Still life with driftwood, skull, pottery and postcards of a Greek amphora and a painting by Ragnheidur Jonsdottir Ream. pen and ink.
This week, I got back to work. I'm still not back at my normal level of productivity, and I'm still feeling distracted by the news. But I'm working hard on a new writing project, doing Phoenicia's tax accounting, promoting the new books -- and I've been drawing.

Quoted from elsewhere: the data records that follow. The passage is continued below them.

PR #692, opened 2019-06-03
Fix initialisation ordering of AppContext

### LINKED ISSUE #654: Exception in AppContext init throws NPE
When `AppContext` initialises, it has some exception handling if it's unable to determine a host address.
https://github.com/thelastpickle/cassandra-reaper/blob/d7d045f7eaa4e214584c4ec8082265ba45c36d9b/src/server/src/main/java/io/cassandrareaper/AppContext.java#L53-L62
I'm getting a NullPointerException on Line 58, which I think is because, above...
https://github.com/thelastpickle/cassandra-reaper/blob/d7d045f7eaa4e214584c4ec8082265ba45c36d9b/src/server/src/main/java/io/cassandrareaper/AppContext.java#L40-L43
the logger isn't initialised till after this function runs. 

I may have misunderstood what's going on here, but this seems like a simple oversight in the ordering. Happy to submit a PR to fix if you agree on the cause, but not sure how best to set up a test case.

treuherz:
Previously, `initialiseInstanceAddress()` was called before `LOG` and `DEFAULT_INSTANCE_ADDRESS` were initialised, but relied on both of them, so threw an NPE instead of correctly assigning the default and starting up.

Fixes #654

### DIFF
--- a/src/server/src/main/java/io/cassandrareaper/AppContext.java
+++ b/src/server/src/main/java/io/cassandrareaper/AppContext.java
@@ -35,12 +35,14 @@ import org.slf4j.LoggerFactory;
  * Single class to hold all application global interfacing objects, and app global options.
  */
 public final class AppContext {
+  
+  private static final Logger LOG = LoggerFactory.getLogger(AppContext.class);
+
+  private static final String DEFAULT_INSTANCE_ADDRESS = "127.0.0.1";
 
   public static final UUID REAPER_INSTANCE_ID = UUID.randomUUID();
   public static final String REAPER_INSTANCE_ADDRESS = initialiseInstanceAddress();
 
-  private static final String DEFAULT_INSTANCE_ADDRESS = "127.0.0.1";
-  private static final Logger LOG = LoggerFactory.getLogger(AppContext.class);
 
   public final AtomicBoolean isRunning = new AtomicBoolean(true);
   public IStorage storage;


michaelsembwever:
Thanks for the contribution @treuherz !

The patch as is won't build because it breaks our code style, specifically the 'Declaration Order' rule:
```
[ERROR] /home/travis/build/thelastpickle/cassandra-reaper/src/server/src/main/java/io/cassandrareaper/AppContext.java:38: Line matches the illegal pattern 'Trailing whitespace'. [Regexp]
[ERROR] /home/travis/build/thelastpickle/cassandra-reaper/src/server/src/main/java/io/cassandrareaper/AppContext.java:43:3: Variable access definition in wrong order. [DeclarationOrder]
[ERROR] /home/travis/build/thelastpickle/cassandra-reaper/src/server/src/main/java/io/cassandrareaper/AppContext.java:44:3: Variable access definition in wrong order. [DeclarationOrder]
```

I will put a fix based on your work in.

michaelsembwever:
merged with https://github.com/thelastpickle/cassandra-reaper/commit/534f5aae0dde877910e8394653c8b81307441428

treuherz:
Appreciate the quick response. My IDE was misconfigured and the checks didn't run when I thought they had, apologies for that. It looks like it might have been that same DeclarationOrder inspection that led to this bug in the first place, though.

It's difficult, isn't it? But the fact is that the longer we let ourselves and our work be derailed by politics, and the more we spin and spin on social media, the more the opposition has us right where it wants us. Without national organizations supporting the arts and humanities, keeping culture alive is going to be the responsibility of all of us, working both individually and collectively. That's no different from what the majority of us have been doing anyway -- most of us have not been funded by those organizations. And in some ways, adversity has the capacity to makes the arts, and artists, grow stronger.
Two pieces of driftwood and a Chinese dish. Charcoal.
A suggestion: go read some Russian poetry around the time of Stalin's rise to power. Read some Polish post-WWII poetry. If you want to know what white privilege is, reflect on the fact that you're upset about losing NPR, while many of your colleagues of color have been dealing with and writing about oppression, violence, loss, walls and the lack of a voice for centuries. I don't have much patience with the complaints and outrage of privileged liberals like myself (well, to be fair, I am more of a radical leftie), and frankly most of our whining is of the shared-outrage-and-ridicule variety, which doesn't do any good except to make us feel better in that moment, in a way that smacks of high school cliques. We need to get on with it: doing our work to the best of our ability, figuring out new paths and strategies, and showing up strongly for our colleagues and friends who don't have the privilege, influence, safety or respect that we do, and are in much greater danger.
Maybe we don't know what to write or say or paint yet, in this new climate where we find ourselves. That's OK. Practice. Just get back at it. I see it like Zen calligraphy or archery: when we draw, or write a poem every day, or practice our instrument, we are preparing ourselves and honing our technique, so that when the moment comes to express ourselves, we will be ready with words or images that are true and sharp. But even more than that, we're talking about being the people we're meant to be, in spite of what is going on. Each of us needs to do whatever is necessary to be strong enough inside to get through this without losing ourselves, our vision, or our love of humanity and what is most noble about it. We have to be able to say, with our actual actions and the examples of our lives, that it is impossible to suppress or destroy the best parts of the human spirit.
There's a reason why that Greek vase, painted by the master Exekias in the 5th C BC, about a story written several centuries before that, has been preserved throughout 2500 years (it's now in the Vatican Museum) -- and there's a reason why I have an image of it on my desk right now.
So think about it: what do you feel like you need? What's keeping you from your work? And let's talk about it and help each other.